(Stored items)

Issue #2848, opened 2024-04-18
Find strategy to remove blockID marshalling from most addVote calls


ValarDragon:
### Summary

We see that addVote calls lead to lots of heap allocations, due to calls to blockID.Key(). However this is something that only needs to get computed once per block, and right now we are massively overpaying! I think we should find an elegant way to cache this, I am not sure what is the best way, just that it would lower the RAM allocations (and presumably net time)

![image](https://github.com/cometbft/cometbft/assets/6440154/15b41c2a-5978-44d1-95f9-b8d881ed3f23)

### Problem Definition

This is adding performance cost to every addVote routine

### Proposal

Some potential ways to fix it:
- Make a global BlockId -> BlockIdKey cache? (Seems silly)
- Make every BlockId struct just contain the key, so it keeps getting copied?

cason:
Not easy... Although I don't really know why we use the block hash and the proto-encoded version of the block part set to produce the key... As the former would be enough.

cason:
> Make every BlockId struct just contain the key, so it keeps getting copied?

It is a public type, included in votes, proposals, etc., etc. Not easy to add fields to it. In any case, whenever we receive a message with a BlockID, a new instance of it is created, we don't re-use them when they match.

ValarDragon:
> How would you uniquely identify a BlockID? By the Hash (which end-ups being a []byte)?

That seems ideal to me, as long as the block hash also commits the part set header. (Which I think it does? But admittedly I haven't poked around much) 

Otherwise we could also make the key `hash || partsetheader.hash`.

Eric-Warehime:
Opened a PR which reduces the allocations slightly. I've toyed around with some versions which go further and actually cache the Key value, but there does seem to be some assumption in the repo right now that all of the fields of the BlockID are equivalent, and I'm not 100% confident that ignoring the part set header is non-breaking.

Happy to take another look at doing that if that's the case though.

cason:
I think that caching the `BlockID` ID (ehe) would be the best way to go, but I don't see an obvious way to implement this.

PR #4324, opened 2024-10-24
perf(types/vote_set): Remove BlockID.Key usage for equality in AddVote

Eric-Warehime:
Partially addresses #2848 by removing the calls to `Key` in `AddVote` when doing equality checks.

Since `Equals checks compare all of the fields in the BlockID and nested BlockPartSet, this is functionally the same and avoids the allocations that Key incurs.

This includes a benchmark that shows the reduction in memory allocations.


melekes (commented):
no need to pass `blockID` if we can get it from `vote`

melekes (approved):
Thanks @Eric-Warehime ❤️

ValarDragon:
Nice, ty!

...

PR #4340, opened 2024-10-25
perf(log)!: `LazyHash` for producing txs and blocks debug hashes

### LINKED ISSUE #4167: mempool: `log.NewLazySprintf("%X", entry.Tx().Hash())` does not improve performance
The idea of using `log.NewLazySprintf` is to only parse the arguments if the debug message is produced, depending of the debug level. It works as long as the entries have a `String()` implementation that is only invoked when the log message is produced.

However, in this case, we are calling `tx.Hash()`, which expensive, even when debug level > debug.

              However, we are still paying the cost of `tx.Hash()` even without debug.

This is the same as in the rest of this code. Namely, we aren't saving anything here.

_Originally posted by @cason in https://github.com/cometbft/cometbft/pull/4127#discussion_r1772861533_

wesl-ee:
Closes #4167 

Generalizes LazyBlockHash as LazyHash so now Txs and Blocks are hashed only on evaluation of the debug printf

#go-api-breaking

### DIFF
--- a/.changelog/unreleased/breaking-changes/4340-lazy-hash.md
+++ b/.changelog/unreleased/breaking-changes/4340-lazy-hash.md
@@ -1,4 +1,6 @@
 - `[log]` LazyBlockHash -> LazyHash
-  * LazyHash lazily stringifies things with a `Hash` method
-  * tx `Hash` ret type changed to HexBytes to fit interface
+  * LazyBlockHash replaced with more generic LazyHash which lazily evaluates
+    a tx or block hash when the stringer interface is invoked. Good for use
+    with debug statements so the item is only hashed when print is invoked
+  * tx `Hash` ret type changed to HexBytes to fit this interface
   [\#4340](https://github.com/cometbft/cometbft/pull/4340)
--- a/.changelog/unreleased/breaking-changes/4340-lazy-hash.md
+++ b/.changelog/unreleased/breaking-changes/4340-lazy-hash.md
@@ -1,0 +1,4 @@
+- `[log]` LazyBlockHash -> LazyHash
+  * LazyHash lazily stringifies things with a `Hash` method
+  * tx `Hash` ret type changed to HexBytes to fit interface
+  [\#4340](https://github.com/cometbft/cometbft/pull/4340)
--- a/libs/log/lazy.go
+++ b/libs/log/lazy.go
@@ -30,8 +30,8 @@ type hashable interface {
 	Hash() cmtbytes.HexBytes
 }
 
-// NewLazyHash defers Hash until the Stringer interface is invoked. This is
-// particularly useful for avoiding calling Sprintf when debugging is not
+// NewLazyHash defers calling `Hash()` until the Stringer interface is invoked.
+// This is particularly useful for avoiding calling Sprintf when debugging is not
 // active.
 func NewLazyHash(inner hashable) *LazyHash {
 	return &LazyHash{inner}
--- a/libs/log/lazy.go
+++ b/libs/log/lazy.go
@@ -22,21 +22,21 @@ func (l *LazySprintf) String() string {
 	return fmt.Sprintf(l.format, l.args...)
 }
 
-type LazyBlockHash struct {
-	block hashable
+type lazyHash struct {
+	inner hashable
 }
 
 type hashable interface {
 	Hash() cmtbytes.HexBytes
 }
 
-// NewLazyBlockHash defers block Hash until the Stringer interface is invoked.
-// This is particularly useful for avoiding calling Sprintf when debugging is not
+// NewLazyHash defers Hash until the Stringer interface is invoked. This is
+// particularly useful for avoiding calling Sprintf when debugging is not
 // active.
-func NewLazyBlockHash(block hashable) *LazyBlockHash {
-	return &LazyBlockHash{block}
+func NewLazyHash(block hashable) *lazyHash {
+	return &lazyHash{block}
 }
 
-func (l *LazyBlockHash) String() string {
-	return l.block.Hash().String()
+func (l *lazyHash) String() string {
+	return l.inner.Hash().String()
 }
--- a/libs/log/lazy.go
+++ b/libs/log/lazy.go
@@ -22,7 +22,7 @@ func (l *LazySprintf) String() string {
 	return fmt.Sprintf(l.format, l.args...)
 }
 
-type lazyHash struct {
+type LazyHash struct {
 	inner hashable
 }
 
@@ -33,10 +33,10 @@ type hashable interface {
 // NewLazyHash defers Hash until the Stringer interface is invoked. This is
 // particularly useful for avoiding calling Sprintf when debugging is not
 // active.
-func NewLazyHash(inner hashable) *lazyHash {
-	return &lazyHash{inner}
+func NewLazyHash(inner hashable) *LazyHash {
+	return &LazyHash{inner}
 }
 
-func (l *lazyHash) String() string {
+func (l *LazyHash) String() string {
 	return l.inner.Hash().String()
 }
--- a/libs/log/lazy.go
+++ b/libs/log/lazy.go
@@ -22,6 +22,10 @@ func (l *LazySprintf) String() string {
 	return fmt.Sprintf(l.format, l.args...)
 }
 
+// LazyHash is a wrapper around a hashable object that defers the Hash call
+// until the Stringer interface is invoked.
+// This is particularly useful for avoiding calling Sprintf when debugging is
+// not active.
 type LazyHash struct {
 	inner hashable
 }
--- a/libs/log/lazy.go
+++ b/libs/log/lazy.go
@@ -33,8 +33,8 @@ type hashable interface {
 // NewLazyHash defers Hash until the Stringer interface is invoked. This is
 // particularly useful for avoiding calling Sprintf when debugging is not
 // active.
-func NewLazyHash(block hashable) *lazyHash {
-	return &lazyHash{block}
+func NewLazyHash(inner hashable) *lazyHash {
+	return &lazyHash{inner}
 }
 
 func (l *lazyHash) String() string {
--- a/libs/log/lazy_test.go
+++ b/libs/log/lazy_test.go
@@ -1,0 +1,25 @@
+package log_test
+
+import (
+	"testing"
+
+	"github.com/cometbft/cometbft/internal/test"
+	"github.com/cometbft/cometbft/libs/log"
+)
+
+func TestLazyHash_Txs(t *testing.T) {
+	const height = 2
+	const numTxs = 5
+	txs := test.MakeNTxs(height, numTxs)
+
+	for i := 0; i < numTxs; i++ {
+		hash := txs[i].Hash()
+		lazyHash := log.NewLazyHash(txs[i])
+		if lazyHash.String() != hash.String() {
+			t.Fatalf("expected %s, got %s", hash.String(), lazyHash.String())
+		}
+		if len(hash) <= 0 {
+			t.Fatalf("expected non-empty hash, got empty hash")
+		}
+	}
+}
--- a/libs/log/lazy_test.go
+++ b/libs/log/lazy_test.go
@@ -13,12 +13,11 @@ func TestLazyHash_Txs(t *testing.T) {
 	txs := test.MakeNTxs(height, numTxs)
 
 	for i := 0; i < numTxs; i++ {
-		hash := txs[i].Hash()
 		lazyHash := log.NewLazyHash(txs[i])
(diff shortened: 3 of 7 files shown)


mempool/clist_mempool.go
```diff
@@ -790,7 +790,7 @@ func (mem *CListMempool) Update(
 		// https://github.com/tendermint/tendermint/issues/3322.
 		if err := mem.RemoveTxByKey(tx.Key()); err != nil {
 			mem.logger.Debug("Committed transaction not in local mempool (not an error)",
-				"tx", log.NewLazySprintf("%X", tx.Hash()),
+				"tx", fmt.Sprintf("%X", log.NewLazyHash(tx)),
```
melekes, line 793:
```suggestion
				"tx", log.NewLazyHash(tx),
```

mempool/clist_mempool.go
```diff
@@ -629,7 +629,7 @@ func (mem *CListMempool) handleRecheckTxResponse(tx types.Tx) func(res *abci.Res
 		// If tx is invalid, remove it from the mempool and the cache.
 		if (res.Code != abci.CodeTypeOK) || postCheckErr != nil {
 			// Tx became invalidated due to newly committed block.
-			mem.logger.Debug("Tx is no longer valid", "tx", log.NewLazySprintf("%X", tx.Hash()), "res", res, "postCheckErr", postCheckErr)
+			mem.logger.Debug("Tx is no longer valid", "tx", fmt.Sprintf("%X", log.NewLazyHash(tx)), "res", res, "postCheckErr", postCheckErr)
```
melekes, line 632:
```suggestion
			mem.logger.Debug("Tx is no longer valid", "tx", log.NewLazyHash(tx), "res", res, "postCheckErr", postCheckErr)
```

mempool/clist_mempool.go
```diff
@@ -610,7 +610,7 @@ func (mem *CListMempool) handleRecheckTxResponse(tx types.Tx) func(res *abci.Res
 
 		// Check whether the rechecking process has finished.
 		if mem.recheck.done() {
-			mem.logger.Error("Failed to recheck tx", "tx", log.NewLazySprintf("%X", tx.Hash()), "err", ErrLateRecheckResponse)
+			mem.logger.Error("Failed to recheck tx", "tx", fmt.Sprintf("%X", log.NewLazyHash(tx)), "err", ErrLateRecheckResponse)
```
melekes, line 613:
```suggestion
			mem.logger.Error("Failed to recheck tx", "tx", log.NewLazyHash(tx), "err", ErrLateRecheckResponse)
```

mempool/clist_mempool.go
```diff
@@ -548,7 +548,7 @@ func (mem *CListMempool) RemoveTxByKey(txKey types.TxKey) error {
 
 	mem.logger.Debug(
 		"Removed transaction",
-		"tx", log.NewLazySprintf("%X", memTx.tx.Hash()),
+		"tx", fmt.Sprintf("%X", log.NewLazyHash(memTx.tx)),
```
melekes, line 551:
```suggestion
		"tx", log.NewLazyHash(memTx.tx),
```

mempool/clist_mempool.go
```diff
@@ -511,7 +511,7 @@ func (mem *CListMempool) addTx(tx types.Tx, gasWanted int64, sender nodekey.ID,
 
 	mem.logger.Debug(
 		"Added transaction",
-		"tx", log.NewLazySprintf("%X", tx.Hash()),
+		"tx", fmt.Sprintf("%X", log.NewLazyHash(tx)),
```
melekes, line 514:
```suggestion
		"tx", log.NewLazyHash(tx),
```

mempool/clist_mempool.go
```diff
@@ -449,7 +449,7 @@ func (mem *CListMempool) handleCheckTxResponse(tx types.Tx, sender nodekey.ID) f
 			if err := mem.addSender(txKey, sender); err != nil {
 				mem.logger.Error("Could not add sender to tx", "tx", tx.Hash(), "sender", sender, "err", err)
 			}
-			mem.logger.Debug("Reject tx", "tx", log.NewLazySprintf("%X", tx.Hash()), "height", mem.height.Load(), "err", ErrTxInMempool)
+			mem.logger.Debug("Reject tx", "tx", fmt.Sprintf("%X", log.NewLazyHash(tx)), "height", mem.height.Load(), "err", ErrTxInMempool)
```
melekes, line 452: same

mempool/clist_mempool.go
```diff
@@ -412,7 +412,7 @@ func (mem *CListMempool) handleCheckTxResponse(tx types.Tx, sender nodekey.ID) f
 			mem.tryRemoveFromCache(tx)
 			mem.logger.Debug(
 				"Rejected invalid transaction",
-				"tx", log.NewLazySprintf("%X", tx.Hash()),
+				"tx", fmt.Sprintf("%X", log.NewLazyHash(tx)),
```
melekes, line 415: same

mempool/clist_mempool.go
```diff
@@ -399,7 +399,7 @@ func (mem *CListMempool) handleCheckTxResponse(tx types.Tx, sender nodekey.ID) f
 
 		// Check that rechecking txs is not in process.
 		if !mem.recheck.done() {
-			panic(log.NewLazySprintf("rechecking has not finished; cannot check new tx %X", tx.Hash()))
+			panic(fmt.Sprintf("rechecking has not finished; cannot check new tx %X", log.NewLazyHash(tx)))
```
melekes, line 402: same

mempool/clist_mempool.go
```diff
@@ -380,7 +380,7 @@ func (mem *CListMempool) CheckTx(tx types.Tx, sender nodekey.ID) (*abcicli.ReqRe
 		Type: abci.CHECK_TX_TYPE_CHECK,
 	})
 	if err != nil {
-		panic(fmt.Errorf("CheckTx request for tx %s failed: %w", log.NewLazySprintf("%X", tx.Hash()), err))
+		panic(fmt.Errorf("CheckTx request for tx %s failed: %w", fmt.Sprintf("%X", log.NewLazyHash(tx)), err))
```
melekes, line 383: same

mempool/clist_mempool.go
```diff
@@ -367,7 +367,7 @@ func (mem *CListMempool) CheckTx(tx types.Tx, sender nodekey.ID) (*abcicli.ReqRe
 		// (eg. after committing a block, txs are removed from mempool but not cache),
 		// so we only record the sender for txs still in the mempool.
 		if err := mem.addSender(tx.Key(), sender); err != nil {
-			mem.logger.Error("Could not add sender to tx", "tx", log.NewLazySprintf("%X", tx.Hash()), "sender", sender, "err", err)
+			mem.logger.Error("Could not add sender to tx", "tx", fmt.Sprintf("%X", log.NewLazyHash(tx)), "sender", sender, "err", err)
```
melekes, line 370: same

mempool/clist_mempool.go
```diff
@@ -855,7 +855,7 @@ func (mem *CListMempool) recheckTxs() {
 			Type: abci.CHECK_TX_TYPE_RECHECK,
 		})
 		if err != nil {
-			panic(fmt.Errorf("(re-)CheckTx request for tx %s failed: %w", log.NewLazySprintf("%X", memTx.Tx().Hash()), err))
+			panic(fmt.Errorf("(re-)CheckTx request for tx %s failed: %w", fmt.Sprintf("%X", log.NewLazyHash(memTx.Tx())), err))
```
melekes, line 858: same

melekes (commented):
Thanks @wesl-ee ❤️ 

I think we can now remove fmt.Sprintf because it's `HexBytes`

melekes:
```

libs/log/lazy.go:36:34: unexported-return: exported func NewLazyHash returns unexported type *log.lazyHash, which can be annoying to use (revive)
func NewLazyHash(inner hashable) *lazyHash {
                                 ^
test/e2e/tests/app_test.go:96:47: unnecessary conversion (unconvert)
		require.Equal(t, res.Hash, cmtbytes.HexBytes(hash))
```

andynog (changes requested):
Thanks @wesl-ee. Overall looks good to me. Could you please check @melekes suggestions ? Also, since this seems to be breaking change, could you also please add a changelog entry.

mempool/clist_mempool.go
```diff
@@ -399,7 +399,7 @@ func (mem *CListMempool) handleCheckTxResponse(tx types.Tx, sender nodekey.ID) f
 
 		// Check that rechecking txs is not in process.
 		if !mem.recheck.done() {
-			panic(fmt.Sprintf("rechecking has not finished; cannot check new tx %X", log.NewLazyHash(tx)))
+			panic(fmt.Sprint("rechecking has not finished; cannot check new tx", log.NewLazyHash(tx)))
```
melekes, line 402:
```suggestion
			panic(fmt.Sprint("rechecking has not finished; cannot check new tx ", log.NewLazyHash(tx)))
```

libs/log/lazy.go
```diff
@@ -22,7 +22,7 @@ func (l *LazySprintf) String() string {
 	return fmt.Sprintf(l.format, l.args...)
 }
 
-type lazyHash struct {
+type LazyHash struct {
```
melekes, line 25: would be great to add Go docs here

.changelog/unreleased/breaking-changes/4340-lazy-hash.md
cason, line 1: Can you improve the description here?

PROBLEM DESCRIPTION: Your answer should consist of the lines from the line with "PR #4340, opened 2024-10-25" to the line with "However, we are" above, repeated exactly, both ends included.

SOLUTION BELOW:
PR #4340, opened 2024-10-25
perf(log)!: `LazyHash` for producing txs and blocks debug hashes

### LINKED ISSUE #4167: mempool: `log.NewLazySprintf("%X", entry.Tx().Hash())` does not improve performance
The idea of using `log.NewLazySprintf` is to only parse the arguments if the debug message is produced, depending of the debug level. It works as long as the entries have a `String()` implementation that is only invoked when the log message is produced.

However, in this case, we are calling `tx.Hash()`, which expensive, even when debug level > debug.

              However, we are still paying the cost of `tx.Hash()` even without debug.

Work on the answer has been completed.